Werd morgen mal berichten...............

gruß degl


----------



## Keule71 (7. Februar 2017)

*AW: Gibt es neue Fangmeldungen ?*

moin degl, an welchen Strandabschnitt hast Du gedacht?


----------



## degl (7. Februar 2017)

*AW: Gibt es neue Fangmeldungen ?*



Keule71 schrieb:


> moin degl, an welchen Strandabschnitt hast Du gedacht?



Eigentlich nähe Kiel.........hab aber verschoben..........bin nicht fit genug für strammen Ost#d

gruß degl


----------



## NaturalBornFisher (7. Februar 2017)

*AW: Gibt es neue Fangmeldungen ?*

Ich war zuletzt Ende Dezember und Anfang Januar Nähe Hohwacht unterwegs. Nordwestwind und hoher Wasserstand.
Einige Plattfische waren den trüben Fluten zu entlocken.
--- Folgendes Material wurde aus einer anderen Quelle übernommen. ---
PR #1092, opened 2022-09-26
HCal Portion of DR Geometry Update

### LINKED ISSUE #1074: Design Report Geometry Update
The Design Report (DR) is a good chance for LDMX to rerun our large simulation studies with an updated geometry that is more realistic and follows the changes that have been made within those subsystems due to their own detailed studies and engineering developments. This issue is a tracking issue focused on keeping the organization of this large geometry update together.

**The DR geometry will be labeled v14 so that it can easily be distinguished from prior geometries.** Even if a component of LDMX is unchanged, it should be copied to v14 to avoid confusion. Generally, I am interested in gathering an up-to-date description of the subsystem geometries so that we know what needs to be changed. Hopefully, we can include some _rudimentary_ representations of support structures as well.

**v3.1.12 of ldmx-sw has a first copy of a v14 detector from which you should develop.**

[Indico Event with Subsystem Slides](https://indico.fnal.gov/event/55682/)

## Tracker
**Branch**: `iss1077`

- [x] remove carbon fiber copied over from HPS design
- [x] carve out more space for TS to accommodate its support/readout system (4.5mm -> ~10mm)

### Related Issues
- #1077 

## Trigger Scintillator
**Branch**: `TS_geom_edits`

- [ ] expand box holding layer-pairs (aka modules) from 4.5mm to ~10mm
- [ ] more refined LYSO target for further active-target studies
- [x] move module downstream of target to upstream of tagger tracker (try to keep within magnet bore)
- [ ] ? increase length of Scint bars to avoid shadowing recoil tracker from out-of-beam-spot tracks

### Related Issues
- #1087 

## Ecal
**Branch**: `iss1074-ecal` merged with #1079 

The ECal changes will require updates to not only the GDML but also the EcalHexReadout class (probably will be renamed to EcalGeometry) and the places that use that class. The issues below go through this To-Do list in more detail, not all of these items may make it into the DR geometry since they are so complicated.

- [x] Introduce inter-layer offsets
- [x] Update tungsten layer shape and thicknesses
- [x] Update carbon layer shape and thickness (4mm -> 5.7mm?)
- [x] Increase Motherboard spacing to 3.5mm from 2.3mm to accommodate change in design from CMS
- [x] Glue thickness to 0.1mm instead of 0.05mm
- [ ] Cell ID flips within each bi-layer due to method of construction of layer sandwich
- [ ] Mouse-bites on corners of hexagons (loss of sensitive material to leave room for mounting
- [x] Enlarge cavern according to updated engineering design
- [x] Introduce metal of support box and strong-backs of bi-layers
- [x] Motherboards are not large rectangles and instead complicated polygons
- [x] 5 ROCs per layer that overlap slightly with motherboards
- [x] #1032 
- [x] #1020 
- [x] Depth of ECal along z fixed to 600mm defined by box

### Related Issues
- #890 
- #923 
- #904 

## Hcal
**Branch**: `iss1074-hcal`

Listed roughly in order of importance.

- [x] Back HCal updated to 2x2m
- [x] Side HCal updated to one of the radial designs
- [ ] (more testbeam configurations?)
- [x] Split scintillator slabs into individual bars
  - necesary for Ralf's scintilator simulation
  - requires updating CopyNumber scheme and patching SimCore
  - should check sim run time to make sure it isn't substantially slowing the sim
- [ ] Including TiO2 coating? optical fiber? 
- [ ] Ralf's optical photon simulation-derived LUT (in digis)
- [ ] Updates to geometry condition to accommodate shifted bars in testbeam
- [ ] Clean up buggy TOA->time calculation in reco

### Related Issues
- https://github.com/LDMX-Software/ldmx-sw/issues/1349
- https://github.com/LDMX-Software/ldmx-sw/issues/1347
- https://github.com/LDMX-Software/ldmx-sw/issues/1348

## Other
- [ ] Updated drawing of magnet and re-exported to GDML via FreeCAD
- [ ] Recalculate magnetic field map and expand to make sure all of recoil tracker is covered

cmantill:

Updating Hcal Geometry to circular side-Hcal geometry. 
Note that this geometry assumes that:
- **odd** layers have scintillators oriented in z.
- **even** layers have scintillators oriented in x/y.

All the scintillator bars in this geometry have an individual volume.

- Resolves #1074 for Hcal

## Check List
- [x] I attached any sub-module (SimCore) related changes to this PR.
- [x] I introduced patch on G4 material definition.
- [x] I checked that copy numbers are not duplicated between scintillators.
- [x] I checked that there no overlaps between internal Hcal volumes.
- [x] I checked that there no overlaps between detector volumes.
- [x] I visualized the geometry.
- [x] I updated HcalGeometry python and c++ code to adapt to circular side hcal geometry.
- [x] I ran a G4 geantinos simulation across all Hcal.

### Related Sub-Module PRs
- https://github.com/LDMX-Software/SimCore/pull/73
- https://github.com/LDMX-Software/ldmx-sw/pull/1092


cmantill:
Screen Shot 2022-10-03 at 5 54 56 PM
Screen Shot 2022-10-03 at 5 55 34 PM
Screen Shot 2022-10-03 at 5 56 35 PM
Screen Shot 2022-10-03 at 5 57 46 PM

cmantill:
Used the following file to visualize side Hcal:
```
# Use this open statement to create an OpenGL view:
/vis/open OGL #900x600-0+0

# Disable auto refresh and quieten vis messages whilst scene and
# trajectories are established:
/vis/viewer/set/autoRefresh false
/vis/list all
/vis/verbose errors

#/vis/viewer/set/background white

# Draw geometry:
/vis/drawVolume
/vis/viewer/flush

# Specify view angle:
/vis/viewer/set/viewpointThetaPhi 140 160

# Specify zoom value:
/vis/viewer/zoom 3

# Specify style (surface or wireframe):
#/vis/viewer/set/style surface
/vis/viewer/set/style wireframe

# Draw coordinate axes:
/vis/scene/add/axes 0 0 0 -1 m

#/vis/geometry/set/colour back_hcal_absoVolume 0 green
#/vis/geometry/set/colour back_hcal_scintYVolume 0 blue
#/vis/geometry/set/colour back_hcal_scintXVolume 0 red

/vis/geometry/set/colour side_hcal_scintZYVolume 0 red
/vis/geometry/set/colour side_hcal_scintZXVolume 0 blue
/vis/geometry/set/colour side_hcal_absoX_0Volume 0 green
/vis/geometry/set/colour side_hcal_absoX_1Volume 0 green
/vis/geometry/set/colour side_hcal_absoX_2Volume 0 green
/vis/geometry/set/colour side_hcal_absoX_3Volume 0 green
/vis/geometry/set/colour side_hcal_absoY_0Volume 0 cyan
/vis/geometry/set/colour side_hcal_absoY_1Volume 0 cyan
/vis/geometry/set/colour side_hcal_absoY_2Volume 0 cyan
/vis/geometry/set/colour side_hcal_absoY_3Volume 0 cyan
/vis/geometry/set/colour side_hcal_scintY_0Volume 0 magenta
/vis/geometry/set/colour side_hcal_scintY_1Volume 0 magenta
/vis/geometry/set/colour side_hcal_scintY_2Volume 0 magenta
/vis/geometry/set/colour side_hcal_scintY_3Volume 0 magenta
/vis/geometry/set/colour side_hcal_scintX_0Volume 0 gray
/vis/geometry/set/colour side_hcal_scintX_1Volume 0 gray
/vis/geometry/set/colour side_hcal_scintX_2Volume 0 gray
/vis/geometry/set/colour side_hcal_scintX_3Volume 0 gray

/vis/viewer/set/autoRefresh true
/vis/verbose warnings
```

cmantill:
Tested with: 
```from LDMX.Framework import ldmxcfg

# Create a process
p = ldmxcfg.Process( 'test_hcal_geometry' )

# Set the maximum number of events
p.maxEvents = 10000

# Set the run number
p.run = 0

# Set the output file name
p.outputFiles = ['hcal_geometry_test.root']

# The histogram file name
p.histogramFile = 'hcal_geometry_test_histo.root'

# Generate muons

import LDMX.Hcal.HcalGeometry
import LDMX.Ecal.EcalGeometry

sim = simulator.simulator("single_muons")
sim.setDetector( 'ldmx-det-v14' )
sim.description = "HCal muon"
sim.beamSpotSmear = [20., 80., 0.] #mm

# shoot muon with a general Particle source
gpsCmds=[ "/gps/particle mu-",
          "/gps/pos/type Plane",
          "/gps/direction 0 0 1",
          "/gps/ene/mono 4 GeV", # fixed energy
          "/gps/pos/shape Square",
          "/gps/pos/centre 0 0 220. mm", # start at side hcal
          "/gps/pos/halfx 1500 mm",
          "/gps/pos/halfy 1500 mm",
          "/gps/number 1"
          ]
myGPS = generators.gps( 'myGPS' , gpsCmds )
sim.generators.append(myGPS)

from LDMX.Hcal import digi
from LDMX.Hcal import hcal_hardcoded_conditions
digis = digi.HcalDigiProducer()

p.sequence = [
    sim,
    digis
]
```

Screen Shot 2022-10-06 at 12 43 08 PM
Screen Shot 2022-10-06 at 12 43 31 PM
Screen Shot 2022-10-06 at 12 43 58 PM

tomeichlersmith (changes requested):
Looks good from my end, the conflict is just a difference in whitespace. Not sure how to resolve that easily.

I do have a specific request. Please make a release of Hcal so that the version of Hcal on ldmx-sw trunk is pointing to a specific version of Hcal. I have done that for Framework and SimCore already. After that, you can update this branch to point to those refs.

```
cd Hcal
git fetch origin
git checkout v0.3.0
cd ../Framework
git fetch origin
git checkout v1.1.0
cd ../SimCore
git fetch origin
git checkout v1.2.0
cd ..
git add Hcal Framework SimCore
git commit -m "put submodules onto version tags

Hcal v0.3.0
Framework v1.1.0
SimCore v1.2.0"
```

cmantill:
BTW @EinarElen - I think we need to update SimCore again since I updated the sensitive detector names in the branch that was merged.

tomeichlersmith (commented):
Looks good, I merged your patch to SimCore and bumped the patch version number, so I think all that's left is to update that reference.

tomeichlersmith (approved):

cmantill:
Thanks @tomeichlersmith. I caught some small changes to the strip numbering that were crashing the geometry test in `Hcal`. The geometry test does not check for great consistency on positions but it does verify that there are no duplicated copy numbers, that we can generate simhits and that we can access the positions of these simHits on the HcalGeometry map.

tomeichlersmith:
The Hcal Geometry test is failing due to a `Abort (abnormal termination) signal` which I don't think I've seen before. From [this issue](https://github.com/catchorg/Catch2/issues/1169) it makes me think that one of the checks or requires is failing and the framework is failing to unwind the stack properly.

EinarElen:
> The Hcal Geometry test is failing due to a `Abort (abnormal termination) signal` which I don't think I've seen before. From [this issue](https://github.com/catchorg/Catch2/issues/1169) it makes me think that one of the checks or requires is failing and the framework is failing to unwind the stack properly.

Hi everyone,

I checked this with GDB and there seems to be some issue with the GDML somewhere. The backtrace of the exception comes from within `simcore::geo::GDMLParser::read `. I'll see if I can narrow it down further.

Updates: 

1. This might be an issue with the scoring planes, the exception seems to go away if we skip 
```
sim.setDetector( 'ldmx-det-v14', True  )
```
Does give other errors though :) 
2. There seems to be a separate issue with the tagger/magnet/target/recoil gdml-files, which I'm not sure about. For now, I'm working with the tagger commented out... This then gives us `Evaluator : unknown variable` from before the exception which hopefully will narrow things down for us!
3. I'm running into one issue with the `magnet_gap_y/x` variables not being defined. Ok, this is from them being renamed to dx/dy in trunk. 
4. For the tagger/recoil issue, this seems to be caused by the auxiliary tags here https://github.com/LDMX-Software/ldmx-sw/commit/a4048f3737d608a2364b9f05090c5c2333876f44#diff-f2062242d1aa02d1d3228ec559a18f50dc4288ffe286b2bf4334ba28fdef9b27R95-R98 and here https://github.com/LDMX-Software/ldmx-sw/commit/a4048f3737d608a2364b9f05090c5c2333876f44#diff-f2062242d1aa02d1d3228ec559a18f50dc4288ffe286b2bf4334ba28fdef9b27R95-R99 being in the structure tag rather than the volume tag in trunk. Patching these two things will make the test run _if we skip the scoring planes_. Looking into them next... 
5. First issue in scoring_planes is that now we are redefining the magnet_gap_dx/y variables in there :) 
6. Second issue: Some variables like `recoil_layer_pos` have been removed but are still used in the scoring planes GDML. Removing the recoil portion of the scoring planes GDML lets the Hcal test run. Maybe this has been fixed in some other branch?
7. Next problem: The test runs, but fails
```
-------------------------------------------------------------------------------
Hcal Geometry test
-------------------------------------------------------------------------------
/home/einarelen/ldmx/ldmx-sw/Hcal/test/HcalGeometryTest.cxx:115
...............................................................................

/home/einarelen/ldmx/ldmx-sw/Hcal/test/HcalGeometryTest.cxx:42: FAILED:
  CHECK( simHits.size() > 0 )
with expansion:
  0 > 0

===============================================================================
test cases:    2 |    1 passed | 1 failed
assertions: 6012 | 6011 passed | 1 failed 
```
@cmantill, do you know if the python configuration with GPS is correct in the test repo? It doesn't look like any hits are actually produced in the Hcal, which could be if the GPS configuration is wrong.  

Ok, confirmed that it is an issue with the GPS configuration, switching it to something like a particle gun and the test produces simhits just fine!

EinarElen:
After patching/commenting out the parts that are unrelated to the Hcal subsystem, we still get a failing test for the Hcal
``` 
-------------------------------------------------------------------------------
Hcal Geometry test
-------------------------------------------------------------------------------
/home/einarelen/ldmx/ldmx-sw/Hcal/test/HcalGeometryTest.cxx:115
...............................................................................

/home/einarelen/ldmx/ldmx-sw/Hcal/test/HcalGeometryTest.cxx:42: FAILED:
  CHECK( simHits.size() > 0 )
with expansion:
  0 > 0

```

However, this is just caused by one of 10 events in here _not going through the hcal_,  so the check for any simHits in the hcal fails. I haven't really played with the GPS in Geant, so I'm not sure exactly how to guarantee that all the muons are hitting the hcal volume.

tomeichlersmith:
I believe the particles generated "outside" the Hcal are particles that are outside the volume of the back hcal are shoot straight through the absorber layer of the side hcal (or through one of the corners of the square now uncovered by the side hcal).

This can be resolved by shrinking the GPS position shape:
```python
          "/gps/pos/halfx 1500 mm",
          "/gps/pos/halfy 1500 mm",
```
Probably `1000 mm` or even less would do the trick.

Edit:
There is also this line which duplicates the smearing affect done by the GPS which can probably be removed:
```python
sim.beamSpotSmear = [20., 80., 0.] #mm
```

tomeichlersmith:
I've pushed two commits to trunk that resolve bugs 3, 4, and 5 from Einar's comment.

Überwiegend Klieschen und somit recht gut im Fleisch. Einige Flundern über 40 waren sehr schlank und sind mir beim Landen aber wieder vom Haken gefallen...
Nächste Woche geht's vielleicht mal wieder los.
Dorsch Fehlanzeige.

Gruß, Carsten


----------



## Lando (17. Februar 2017)

*AW: Gibt es neue Fangmeldungen ?*

Hallo, noch nix wieder los an der Ostsee???
Wollte am 03.03 mal wieder an die Brandung. Gibt es momentan Fänge und ja wo???
Gruss


----------



## Carsten Heidorn (17. Februar 2017)

*AW: Gibt es neue Fangmeldungen ?*

Moin,
 könnte mit 2 Grad Wassertemperatur ein wenig zu frisch sein fürs Brandeln |kopfkrat

 BG
 Carsten


----------



## Tino (17. Februar 2017)

*AW: Gibt es neue Fangmeldungen ?*

Ausnahmen gibts... aber bei 2° eher nicht.
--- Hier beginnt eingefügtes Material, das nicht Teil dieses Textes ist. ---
PR #1093, opened 2022-09-27
Issue #1085 recommit with clean trunk build

### LINKED ISSUE #1085: trigger OR processor, needed for multielectron

rodwyer100:
This is a pull request following up on a previous one for issue #1085. It now was built right off a clean trunk branch, and obtains the same plots as before. For the purposes of inspection, I will reinclude old plots. recoSkim2 and recoSkim3 are now included in this merge in Recon/python

## Old pull request plots:

In recoSkim2.py I set the pass energy of a single electron in one trigger to 2750 and the other to 3750. Note 1 corresponds to pass, and we pass if the Ecal sum is less than the cut, so 3750 is always less harsh. This first lower threshold pass is blue (so harsher), the former red. We create a hard coded collection which is not just the keep Hint to test if this works, and for AND and or it is shown in black below.

passstuff

ORMask

image

ANDMask

image

The legend entry on this second entry is consistent with the logic of these skims (both are consistent, in the first image the legend corresponds to the latter I plotted).

Here are the Ecal Sums for the Two Triggers (GetSum()):

Trigger 1

image

Trigger 2

image

Here is the AND

image

and the OR

image

You can check the titles to see exactly how these were plotted w/ TBrowser commands.

## New pull request plots:

LK wanted to see OR and AND overlayed. Here they are:

image

Blue is AND, Red OR

Essentially because one of these cuts is always more restrictive than the other, OR and AND will just choose one or the other cut.

## Check List
- [ X] I successfully compiled _ldmx-sw_ with my developments

- [X ] I attached any sub-module related changes to this PR.

Now I am more certain I don't need any submodule stuff.


tomeichlersmith:
Just so everyone is aware: The PR validations are failing because of prior changes introduced by #1079 ; these changes _are not_ causing them to fail.

rodwyer100:
Changes in response to LK's requests have been implemented. Will include plots with single electrons in next comment.

Recon/src/Recon/SequentialTrigger.cxx
```diff
@@ -1,54 +1,64 @@
...
-  int  maskValue = 0; 
+  //Returns an error if some bad combination of doOR and doAND is enabled.
+  if (doAND_ and doOR_){
+    ldmx_log(fatal) << "Can't do both doAND and doOR. Exiting.";
+    return;
+  }
+  if (not(doAND_) and not(doOR_)){
+    ldmx_log(fatal) << "Must do one of doAND and doOR. Exiting.";
+    return;
+  }
```
bryngemark: if doOR == doAND...

bryngemark: but of course you get less granular error messages that way

Recon/src/Recon/SequentialTrigger.cxx
```diff
@@ -1,54 +1,64 @@
...
-  if(not(doOR_)and not(doAND_)){
-    for(int m : pass_masks_){
-        if(maskValue==m){hasPassed=true;break;}
-    }
-  }
+  
   //Used to validate if code was working
-
+  if(doVAL_){
   event.add("validation", hasPassed);
```
bryngemark: Does this syntax work? I thought you needed to add a proper collection to the event bus.

bryngemark (commented):
looks good, looking forward to the validation plots too. 

could you copy one of `recoSkim2.py` or `...3.py` to a comment (formatted text) in the issue, and remove them from the repository (`git rm`), so we don't clutter the repo with example scripts but are still able to reproduce your validation?

Recon/src/Recon/SequentialTrigger.cxx
tomeichlersmith: Yes, this works. You can add anything as simple as a single bool up to a map of user classes to the event bus.

bryngemark: 🤯

Recon/src/Recon/SequentialTrigger.cxx
tomeichlersmith: also move these lines to the `configure` method - you could even simply throw an exception with `EXCEPTION_RAISE(<short-code>,<message>);` since it doesn't make sense to run this processor without choosing one of these options.

Recon/python/recoSkim3.py
```diff
@@ -0,0 +1,62 @@
...
+thisPassName="reconSeq" #overlay" 
+nElectrons=1
+p=ldmxcfg.Process( thisPassName )
+
+#import all processors
+
+# Ecal hardwired/geometry stuff
+from LDMX.Ecal import EcalGeometry
+import LDMX.Ecal.ecal_hardcoded_conditions
+egeom = EcalGeometry.EcalGeometryProvider.getInstance()
```
tomeichlersmith: If you don't need the geometry handle to change any of its paramters, this line is not needed and is just clutter.

```suggestion
```

Recon/python/recoSkim3.py
```diff
@@ -0,0 +1,62 @@
...
+
+#Hcal hardwired/geometry stuff                                                                                                                    
+from LDMX.Hcal import HcalGeometry
+import LDMX.Hcal.hcal_hardcoded_conditions
+hgeom = HcalGeometry.HcalGeometryProvider.getInstance()
```
tomeichlersmith: Same as EcalGeometry

```suggestion
```

Recon/python/recoSkim2.py
```diff
@@ -0,0 +1,88 @@
...
+simPassName="sim"
+nElectrons=1
+p=ldmxcfg.Process( thisPassName )
+
+#import all processors
+
+# Ecal hardwired/geometry stuff
+from LDMX.Ecal import EcalGeometry
+import LDMX.Ecal.ecal_hardcoded_conditions
+egeom = EcalGeometry.EcalGeometryProvider.getInstance()
```
tomeichlersmith:
```suggestion
```

Recon/python/recoSkim2.py
```diff
@@ -0,0 +1,88 @@
...
+
+#Hcal hardwired/geometry stuff                                                                                                                    
+from LDMX.Hcal import HcalGeometry
+import LDMX.Hcal.hcal_hardcoded_conditions
+hgeom = HcalGeometry.HcalGeometryProvider.getInstance()
```
tomeichlersmith:
```suggestion
```

tomeichlersmith (commented):
Besides the small patches both LK and I have suggested, I'd request that you update the documentation of this class. Some parts are well written while others seem to just be leftover from copying the structure of another class.

rodwyer100:
More plots as per LK's wishes. I have changed SequentialTrigger.cxx as per LK and Tom's request and placed the python validation plots into comments in the issue. The following plots are generated from

mc_v12-4GeV-1e-inclusive_run10725_t1636678621.root

We also implemented a cut on nTracks so that events that don't form tracks are removed. Here we have set the two trigger sum bounds as 4750 and 5550

image

I think this difference in the plot has to do with how layerEsum for TriggerProcessor and TriggerSums20Layers are defined. There are still sharp cut-offs about 750 MeV away from eachother.

Recon/include/Recon/SequentialTrigger.h
```diff
@@ -0,0 +1,81 @@
...
+ * object
+ * @author Rory O'Dwyer, Stanford University
+ * @author Lene Kristian Bryngemark, Stanford University
+ */
+
+#ifndef RECON_TRIGGER_SEQUENTIALTRIGGER_H_
+#define RECON_TRIGGER_SEQUENTIALTRIGGER_H_
+
+// LDMX
+#include "Ecal/Event/EcalHit.h"
```
bryngemark: remove this include

Recon/include/Recon/SequentialTrigger.h
```diff
@@ -0,0 +1,81 @@
...
+#include "Event/TriggerResult.h"
+#include "Framework/Configure/Parameters.h"
+#include "Framework/EventProcessor.h"
+
+namespace recon {
+
+/**
+ * @class SeqeuntialTrigger
```
bryngemark: fix typo

Recon/src/Recon/SequentialTrigger.cxx
```diff
@@ -0,0 +1,71 @@
+#include "Recon/SequentialTrigger.h"
+#include "Recon/Event/TriggerResult.h"
+
+namespace recon {
+
+/**
+ *Instantiates the variables used in this processor. We take trigger_list_ and tigger_passNames_ to obtain trigger collections, a doOR_ and doAND_ option to check if one of or all events pass, and doVAL_ to output a validation collection
```
bryngemark: fix typo: tigger_passNames_ --> trigger_passNames_
I'm being really picky here because if people read the docs to get the parameters right, it has to be absolutely correct.

Recon/src/Recon/SequentialTrigger.cxx
```diff
@@ -0,0 +1,71 @@
...
+  for (int i = 0; i<trigger_list_.size(); i++){
+    //Returns an error is a trigger collection DNE
+    try{
+        auto trigResult{event.getObject<ldmx::TriggerResult>(trigger_list_[i],trigger_passNames_[i])};
+    
+    //Returns true should any trigger pass and doOR_ enabled, and sets keepTrack to true and breaks if doAND_ and any fail
+        if(trigResult.passed()){
+            if(doOR_){hasPassed=true;break;}
+        }else{
+            if(doAND_){keepTrack=true;break;}
```
bryngemark: why aren't you instead setting hasPassed=false here? is it because you initialize to false in both cases?

my suggestion would be to initialize to either doAND or !doOR (which should be equivalent by construction, so you choice). that way, if you run in AND mode, it is true until the first instance of a failed trigger decision. that setup warrants a descriptive comment though because just because it's simple doesn't mean it's something you grasp at first glance. i only advocate it because i think the extra keepTrack variable is also a little convoluted.

Recon/src/Recon/SequentialTrigger.cxx
```diff
@@ -0,0 +1,71 @@
...
+        }
+    }catch(...){
+        ldmx_log(fatal) << "Attemping to use non-existing trigger collection "
+                      << trigger_list_[i] << "_" << trigger_passNames_[i]
+                      << " to skim! Exiting.";    
+        return;
+    }
+  }
+  //In the event we have doAND_ set, this will run and only return true if all are true
+  if(doAND_){hasPassed=not(keepTrack);}
```
bryngemark: then you wouldn't need this line

bryngemark:
This is starting to be in really good shape! I'm puzzled by the energy sum (if this is events with one beam electron at 4 GeV, why is it so high??) but I'm inclined to let that go since the important part you're validating is that you can have two instances of the trigger processor and skim out the events that pass according to your selected logic. 

I also strongly suggest that you check that this works as intended in the case where you have one trigger collection in the input file, generate a second one on the fly, and use both as input to your trigger skimming processor. Similarly, try running once with two trigger processors, and use that file as input to a second reconstruction pass, where you only run the trigger skimming processor. Then you have verified that it works in the imaginable use cases.

rodwyer100:
I think the recoSkim2.py and recoSkim3.py is that second case you mention; I run once with two trigger processors in recoSkim2.py, and then separately in recoSkim3.py run again. I will attempt to do the first however.

rodwyer100:
I have verified the other requested validation architecture (generating a trigger, then a trigger on the fly with the skimmer) produces identical results. Review the comments on this issue for the validation scripts used to check that.

Recon/include/Recon/SequentialTrigger.h
rodwyer100: done

Recon/include/Recon/SequentialTrigger.h
rodwyer100: done

Recon/src/Recon/SequentialTrigger.cxx
rodwyer100: Done

Recon/src/Recon/SequentialTrigger.cxx
rodwyer100: Great idea. Done

Recon/src/Recon/SequentialTrigger.cxx
rodwyer100: Yep

Recon/python/recoSkim3.py
rodwyer100: Fixed

rodwyer100: (in comments of issue)

Recon/python/recoSkim2.py
rodwyer100: Fixed in comments of issue

Recon/python/recoSkim2.py
rodwyer100: fixed in comments of issue.

rodwyer100:
I have addressed each comment, and read over the three documents relevant to the new processor that would be added. I believe the comments are sensible (with no weird additions from copies of things). I have implemented all the changes suggested in your comments above as well. For Tom's comments on the validation code, I have put all suggested edits in a final four copies of the validation scripts along with more notes. In those validation scripts (located in the issue comments) I have also cut off any unnecessary pieces. I verified they run identically. So I believe this is ready for merger.

Recon/python/recoSkim3.py
rodwyer100: fixed

Recon/src/Recon/SequentialTrigger.cxx
```diff
@@ -0,0 +1,68 @@
...
+  trigger_list_ = ps.getParameter<std::vector<std::string>>("trigger_list");
+  trigger_passNames_ = ps.getParameter<std::vector<std::string>>("trigger_passNames");
+  doAND_ = ps.getParameter<bool>("doAND");
+  doOR_ = ps.getParameter<bool>("doOR");
+  doVAL_ = ps.getParameter<bool>("doVAL");
+  //Returns an error if some bad combination of doOR and doAND is enabled.
+  if (doAND_ == doOR_){
+    ldmx_log(fatal) << "Either tried to do both or neither of  doAND and doOR. Exiting.";
+    throw std::invalid_argument("Either tried to do both or neither of doAND and doOR. Exiting.");
+    return;
```
tomeichlersmith: Just use the framework exceptions here. This will end processing and print the exception in the same format as others.
```suggestion
    EXCEPTION_RAISE("InvalidArg","Either tried to do both or neither of doAND and doOR. Exactly one should be true.");
```

Recon/src/Recon/SequentialTrigger.cxx
```diff
@@ -0,0 +1,68 @@
...
+            if(doOR_){hasPassed=true;break;}
+        }else{
+            if(doAND_){hasPassed=false;break;}
+        }
+    }catch(...){
+        ldmx_log(fatal) << "Attemping to use non-existing trigger collection "
+                      << trigger_list_[i] << "_" << trigger_passNames_[i]
+                      << " to skim! Exiting.";    
+        return;
+    }
```
tomeichlersmith: You should allow the exception from `getObject` to propagate up and end processing. If you wish to allow for some of the requested trigger collections to be non-existent, you should use `event.exists` to check if they are in the event before attempting to `get` them.

tomeichlersmith (changes requested):
Besides a few technical comments about handling exceptions, I think this is looking really good.

Do you have `clang-format` installed? If you do, then you can also format the files according to the google-style. If not, I can do that just before merging it.
```
clang-format -i --style=Google Recon/include/Recon/SequentialTrigger.h Recon/src/Recon/SequentialTrigger.cxx
```

Recon/src/Recon/SequentialTrigger.cxx
rodwyer100: I figure if any of them fail, and we let that go through, it could yield some dangerous confusions. Wrong plots, etc. I have implemented an exception that propogates up and stops everything. Look to my latest comment on this thread.

rodwyer100:
I have addressed all of Tom's concerns, with the exception of clang. I determined that the propensity for error should we allow it to continue running if a input collection did not exist was too high. Therefore it just throws an error now that stops processing altogether. This is what that looks like:

ErrorCode

The two files requested have been clanged (atleast I submitted that code in sdf, it ran, and the format seemed to change). I there is anything else, let me know :).

tomeichlersmith (approved):
Looks good, thank you for going through my nit-picking :100:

Wenn überhaupt,dann such richtig tiefes Wasser.


----------



## NaturalBornFisher (19. Februar 2017)

*AW: Gibt es neue Fangmeldungen ?*

Am Freitag in Weißenhaus nur eine handlange Flunder. Fünf Mefojäger ebenfalls ohne Fang.

LG C.


----------



## Fischklopfer (2. März 2017)

*AW: Gibt es neue Fangmeldungen ?*

Moin Keule71, freue mich schon auf unser erstes gemeinsame Brandeln in 2017.


----------